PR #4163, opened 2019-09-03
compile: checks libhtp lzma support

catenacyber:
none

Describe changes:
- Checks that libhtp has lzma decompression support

==

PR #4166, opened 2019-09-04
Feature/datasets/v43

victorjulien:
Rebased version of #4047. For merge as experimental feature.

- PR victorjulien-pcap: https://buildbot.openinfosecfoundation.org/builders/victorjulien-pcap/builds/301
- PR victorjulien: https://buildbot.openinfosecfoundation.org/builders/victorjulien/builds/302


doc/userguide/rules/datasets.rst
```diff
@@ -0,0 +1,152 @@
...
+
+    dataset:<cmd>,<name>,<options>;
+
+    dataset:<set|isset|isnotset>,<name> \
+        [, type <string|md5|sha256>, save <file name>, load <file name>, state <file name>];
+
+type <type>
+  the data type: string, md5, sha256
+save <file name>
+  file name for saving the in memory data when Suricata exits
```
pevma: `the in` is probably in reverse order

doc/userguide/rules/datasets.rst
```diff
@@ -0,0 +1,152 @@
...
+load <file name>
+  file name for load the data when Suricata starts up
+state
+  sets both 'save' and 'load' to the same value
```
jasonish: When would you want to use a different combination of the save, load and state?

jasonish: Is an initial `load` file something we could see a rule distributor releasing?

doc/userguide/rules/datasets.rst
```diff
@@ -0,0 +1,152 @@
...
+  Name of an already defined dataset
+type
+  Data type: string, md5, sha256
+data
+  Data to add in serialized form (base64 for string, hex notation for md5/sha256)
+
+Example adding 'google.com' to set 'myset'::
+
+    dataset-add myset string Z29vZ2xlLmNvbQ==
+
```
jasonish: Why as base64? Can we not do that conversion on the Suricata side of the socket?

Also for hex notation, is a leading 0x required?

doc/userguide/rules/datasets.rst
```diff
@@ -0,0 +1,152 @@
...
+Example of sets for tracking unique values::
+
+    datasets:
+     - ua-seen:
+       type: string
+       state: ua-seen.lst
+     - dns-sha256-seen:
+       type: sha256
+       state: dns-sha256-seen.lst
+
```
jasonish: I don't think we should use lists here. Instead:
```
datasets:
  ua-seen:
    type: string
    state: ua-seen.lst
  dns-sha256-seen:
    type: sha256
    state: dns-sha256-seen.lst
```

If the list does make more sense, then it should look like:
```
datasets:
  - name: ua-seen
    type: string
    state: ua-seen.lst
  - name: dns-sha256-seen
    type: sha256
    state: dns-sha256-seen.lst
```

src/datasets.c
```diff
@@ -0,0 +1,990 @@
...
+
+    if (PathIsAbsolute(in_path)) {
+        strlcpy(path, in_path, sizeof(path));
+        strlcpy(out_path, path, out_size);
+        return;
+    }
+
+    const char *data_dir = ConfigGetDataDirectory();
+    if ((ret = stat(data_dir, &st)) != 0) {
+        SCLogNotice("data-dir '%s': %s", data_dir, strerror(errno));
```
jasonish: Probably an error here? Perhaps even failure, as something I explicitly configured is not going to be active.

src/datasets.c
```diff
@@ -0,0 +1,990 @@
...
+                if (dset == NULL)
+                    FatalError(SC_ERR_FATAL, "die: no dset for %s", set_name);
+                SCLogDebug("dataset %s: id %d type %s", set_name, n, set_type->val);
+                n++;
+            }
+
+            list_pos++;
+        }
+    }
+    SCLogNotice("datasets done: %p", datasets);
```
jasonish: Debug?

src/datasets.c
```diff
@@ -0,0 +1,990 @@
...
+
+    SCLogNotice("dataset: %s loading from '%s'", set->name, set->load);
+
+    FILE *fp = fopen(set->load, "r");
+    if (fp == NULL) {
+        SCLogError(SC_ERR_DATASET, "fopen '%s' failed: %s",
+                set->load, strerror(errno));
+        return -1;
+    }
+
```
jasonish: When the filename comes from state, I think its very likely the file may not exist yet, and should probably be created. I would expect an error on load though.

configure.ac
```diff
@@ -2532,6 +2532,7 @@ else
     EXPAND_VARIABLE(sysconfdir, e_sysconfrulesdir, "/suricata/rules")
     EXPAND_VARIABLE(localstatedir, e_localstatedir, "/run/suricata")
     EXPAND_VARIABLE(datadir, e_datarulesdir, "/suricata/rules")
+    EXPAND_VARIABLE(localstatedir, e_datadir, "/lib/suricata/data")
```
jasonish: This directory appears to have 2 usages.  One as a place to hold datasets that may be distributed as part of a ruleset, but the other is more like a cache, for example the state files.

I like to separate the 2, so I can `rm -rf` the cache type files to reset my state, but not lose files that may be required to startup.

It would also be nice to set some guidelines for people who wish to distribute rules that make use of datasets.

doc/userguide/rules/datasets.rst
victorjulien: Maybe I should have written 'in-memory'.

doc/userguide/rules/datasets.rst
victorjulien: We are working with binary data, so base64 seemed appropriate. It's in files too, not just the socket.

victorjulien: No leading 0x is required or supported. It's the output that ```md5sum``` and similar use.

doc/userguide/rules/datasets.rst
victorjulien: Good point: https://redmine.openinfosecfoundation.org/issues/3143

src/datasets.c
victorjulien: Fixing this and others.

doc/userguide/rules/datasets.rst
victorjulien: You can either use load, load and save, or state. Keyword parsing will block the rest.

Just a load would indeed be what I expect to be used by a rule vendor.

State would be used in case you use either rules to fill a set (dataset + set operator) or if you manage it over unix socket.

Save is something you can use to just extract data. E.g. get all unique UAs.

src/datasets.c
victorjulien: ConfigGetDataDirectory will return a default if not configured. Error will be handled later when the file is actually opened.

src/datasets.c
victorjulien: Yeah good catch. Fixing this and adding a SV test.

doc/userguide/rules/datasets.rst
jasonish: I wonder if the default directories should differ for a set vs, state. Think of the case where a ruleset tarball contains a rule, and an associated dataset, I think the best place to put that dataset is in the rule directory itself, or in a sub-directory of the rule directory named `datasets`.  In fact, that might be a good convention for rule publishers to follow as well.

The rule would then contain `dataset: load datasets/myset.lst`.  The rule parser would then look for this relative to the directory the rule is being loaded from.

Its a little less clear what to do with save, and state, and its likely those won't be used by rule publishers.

> Task to carry out
Going through the material above, tally the lines holding "unique" and give the number alone.

> Output of the exercise
2